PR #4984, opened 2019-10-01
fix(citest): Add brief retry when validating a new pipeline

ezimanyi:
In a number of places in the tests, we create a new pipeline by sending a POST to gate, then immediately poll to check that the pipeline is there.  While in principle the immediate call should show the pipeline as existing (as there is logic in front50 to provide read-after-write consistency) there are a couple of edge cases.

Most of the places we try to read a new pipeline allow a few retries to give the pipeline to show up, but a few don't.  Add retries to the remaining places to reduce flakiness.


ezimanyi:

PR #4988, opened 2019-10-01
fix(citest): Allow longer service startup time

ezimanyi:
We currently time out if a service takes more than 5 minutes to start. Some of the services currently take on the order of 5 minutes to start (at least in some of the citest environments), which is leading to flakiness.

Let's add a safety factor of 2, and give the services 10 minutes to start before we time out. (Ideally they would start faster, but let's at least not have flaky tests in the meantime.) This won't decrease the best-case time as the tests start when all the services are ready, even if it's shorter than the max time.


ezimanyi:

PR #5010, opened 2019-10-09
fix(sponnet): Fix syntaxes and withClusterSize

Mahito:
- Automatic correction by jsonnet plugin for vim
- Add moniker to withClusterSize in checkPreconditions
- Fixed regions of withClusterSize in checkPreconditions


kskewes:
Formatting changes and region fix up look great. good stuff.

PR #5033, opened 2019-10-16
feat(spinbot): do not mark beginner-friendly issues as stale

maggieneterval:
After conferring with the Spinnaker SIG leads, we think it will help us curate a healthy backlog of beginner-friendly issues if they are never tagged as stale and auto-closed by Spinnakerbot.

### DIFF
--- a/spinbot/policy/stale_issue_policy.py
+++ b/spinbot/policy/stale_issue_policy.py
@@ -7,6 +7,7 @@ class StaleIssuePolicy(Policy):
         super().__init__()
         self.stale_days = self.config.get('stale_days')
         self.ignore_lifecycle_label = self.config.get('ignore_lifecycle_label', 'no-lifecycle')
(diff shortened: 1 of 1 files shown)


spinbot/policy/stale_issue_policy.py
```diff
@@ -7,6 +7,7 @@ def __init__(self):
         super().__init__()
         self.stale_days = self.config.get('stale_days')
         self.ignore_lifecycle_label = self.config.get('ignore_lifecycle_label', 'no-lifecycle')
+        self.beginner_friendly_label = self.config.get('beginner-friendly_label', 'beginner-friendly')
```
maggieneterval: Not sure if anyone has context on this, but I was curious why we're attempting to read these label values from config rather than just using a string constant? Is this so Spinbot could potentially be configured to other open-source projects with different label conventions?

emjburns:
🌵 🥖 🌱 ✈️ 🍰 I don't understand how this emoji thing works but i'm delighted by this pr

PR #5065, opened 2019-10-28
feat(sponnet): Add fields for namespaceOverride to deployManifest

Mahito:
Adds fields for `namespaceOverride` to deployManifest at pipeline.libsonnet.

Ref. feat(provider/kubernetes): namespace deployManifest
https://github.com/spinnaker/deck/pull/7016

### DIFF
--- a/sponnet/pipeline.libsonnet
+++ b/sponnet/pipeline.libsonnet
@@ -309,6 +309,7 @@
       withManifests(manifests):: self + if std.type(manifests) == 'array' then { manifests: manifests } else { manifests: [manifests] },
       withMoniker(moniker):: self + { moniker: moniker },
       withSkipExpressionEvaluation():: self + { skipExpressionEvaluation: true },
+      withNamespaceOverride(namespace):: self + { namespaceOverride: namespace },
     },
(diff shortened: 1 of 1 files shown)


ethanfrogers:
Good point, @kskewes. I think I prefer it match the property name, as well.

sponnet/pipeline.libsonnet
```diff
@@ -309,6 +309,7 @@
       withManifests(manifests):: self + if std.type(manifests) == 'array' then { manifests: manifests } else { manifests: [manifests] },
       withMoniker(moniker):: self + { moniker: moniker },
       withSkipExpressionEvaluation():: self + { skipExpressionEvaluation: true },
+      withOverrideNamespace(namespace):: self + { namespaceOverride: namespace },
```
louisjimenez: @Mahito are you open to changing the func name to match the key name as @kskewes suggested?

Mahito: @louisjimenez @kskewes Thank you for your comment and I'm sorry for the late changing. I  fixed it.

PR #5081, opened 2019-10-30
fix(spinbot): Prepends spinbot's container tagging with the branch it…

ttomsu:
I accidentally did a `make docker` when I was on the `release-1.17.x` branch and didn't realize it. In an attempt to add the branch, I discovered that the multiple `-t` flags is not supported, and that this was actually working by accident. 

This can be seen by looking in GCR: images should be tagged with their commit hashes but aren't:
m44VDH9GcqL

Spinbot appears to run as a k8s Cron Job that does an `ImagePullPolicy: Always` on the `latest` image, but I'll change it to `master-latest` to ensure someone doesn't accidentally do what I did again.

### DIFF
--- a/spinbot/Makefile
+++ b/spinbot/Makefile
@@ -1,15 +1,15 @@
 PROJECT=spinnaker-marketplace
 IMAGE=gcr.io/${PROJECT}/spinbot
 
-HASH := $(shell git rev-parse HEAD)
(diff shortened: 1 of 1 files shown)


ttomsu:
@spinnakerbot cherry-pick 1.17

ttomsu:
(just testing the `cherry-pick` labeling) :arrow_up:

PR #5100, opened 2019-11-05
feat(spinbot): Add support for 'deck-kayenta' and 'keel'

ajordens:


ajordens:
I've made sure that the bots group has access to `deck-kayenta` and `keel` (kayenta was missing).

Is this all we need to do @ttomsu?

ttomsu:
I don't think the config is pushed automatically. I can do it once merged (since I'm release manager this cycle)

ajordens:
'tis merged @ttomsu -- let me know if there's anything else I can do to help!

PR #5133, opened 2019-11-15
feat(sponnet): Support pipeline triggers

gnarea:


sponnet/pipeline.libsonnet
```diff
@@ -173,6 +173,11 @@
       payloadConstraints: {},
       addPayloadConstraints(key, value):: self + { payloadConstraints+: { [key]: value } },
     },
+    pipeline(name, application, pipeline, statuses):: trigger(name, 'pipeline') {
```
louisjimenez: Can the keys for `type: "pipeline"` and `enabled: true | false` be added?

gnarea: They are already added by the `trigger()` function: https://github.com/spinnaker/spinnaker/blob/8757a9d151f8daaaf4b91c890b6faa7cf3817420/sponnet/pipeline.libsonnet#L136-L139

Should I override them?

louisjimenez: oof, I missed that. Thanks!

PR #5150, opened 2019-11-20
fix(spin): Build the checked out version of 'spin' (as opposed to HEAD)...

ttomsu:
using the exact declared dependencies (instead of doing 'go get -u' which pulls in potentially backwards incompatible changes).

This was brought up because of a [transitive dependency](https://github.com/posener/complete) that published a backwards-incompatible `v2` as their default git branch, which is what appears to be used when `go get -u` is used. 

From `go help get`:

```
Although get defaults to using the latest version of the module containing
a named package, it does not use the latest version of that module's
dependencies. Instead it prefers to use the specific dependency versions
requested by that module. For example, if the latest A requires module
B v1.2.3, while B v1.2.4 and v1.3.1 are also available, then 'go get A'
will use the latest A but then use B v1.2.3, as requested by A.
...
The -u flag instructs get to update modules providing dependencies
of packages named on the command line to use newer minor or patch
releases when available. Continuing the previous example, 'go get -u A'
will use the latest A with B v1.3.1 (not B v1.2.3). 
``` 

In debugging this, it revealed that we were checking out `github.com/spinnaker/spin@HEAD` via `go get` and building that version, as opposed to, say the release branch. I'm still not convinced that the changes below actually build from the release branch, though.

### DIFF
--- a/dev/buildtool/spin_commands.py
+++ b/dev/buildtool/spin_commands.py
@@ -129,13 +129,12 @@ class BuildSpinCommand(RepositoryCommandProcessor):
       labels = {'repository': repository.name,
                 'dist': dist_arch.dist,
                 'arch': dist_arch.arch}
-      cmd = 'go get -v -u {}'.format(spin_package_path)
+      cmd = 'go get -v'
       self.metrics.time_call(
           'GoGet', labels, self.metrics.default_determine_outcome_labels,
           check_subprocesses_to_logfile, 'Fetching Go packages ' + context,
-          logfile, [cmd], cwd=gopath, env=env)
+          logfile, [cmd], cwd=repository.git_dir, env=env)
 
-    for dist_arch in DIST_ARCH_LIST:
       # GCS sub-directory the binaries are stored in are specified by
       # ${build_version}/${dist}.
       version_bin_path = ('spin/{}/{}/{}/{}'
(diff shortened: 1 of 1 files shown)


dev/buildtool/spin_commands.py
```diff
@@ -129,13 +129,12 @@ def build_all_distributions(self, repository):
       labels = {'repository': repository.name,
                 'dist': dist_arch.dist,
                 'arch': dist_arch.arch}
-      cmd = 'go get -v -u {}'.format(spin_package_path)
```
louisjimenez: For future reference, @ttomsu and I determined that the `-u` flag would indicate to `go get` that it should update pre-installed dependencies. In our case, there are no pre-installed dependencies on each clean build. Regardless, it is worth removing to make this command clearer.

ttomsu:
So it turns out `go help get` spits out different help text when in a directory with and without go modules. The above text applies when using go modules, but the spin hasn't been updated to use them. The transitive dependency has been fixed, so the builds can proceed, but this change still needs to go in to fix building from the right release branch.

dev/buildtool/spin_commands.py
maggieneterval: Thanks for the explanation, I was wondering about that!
====
### REQUIRED ACTION
Locate and copy each line in the data above that includes the word "building".

### EXERCISE RESPONSE
In debugging this, it revealed that we were checking out `github.com/spinnaker/spin@HEAD` via `go get` and building that version, as opposed to, say the release branch. I'm still not convinced that the changes below actually build from the release branch, though.
So it turns out `go help get` spits out different help text when in a directory with and without go modules. The above text applies when using go modules, but the spin hasn't been updated to use them. The transitive dependency has been fixed, so the builds can proceed, but this change still needs to go in to fix building from the right release branch.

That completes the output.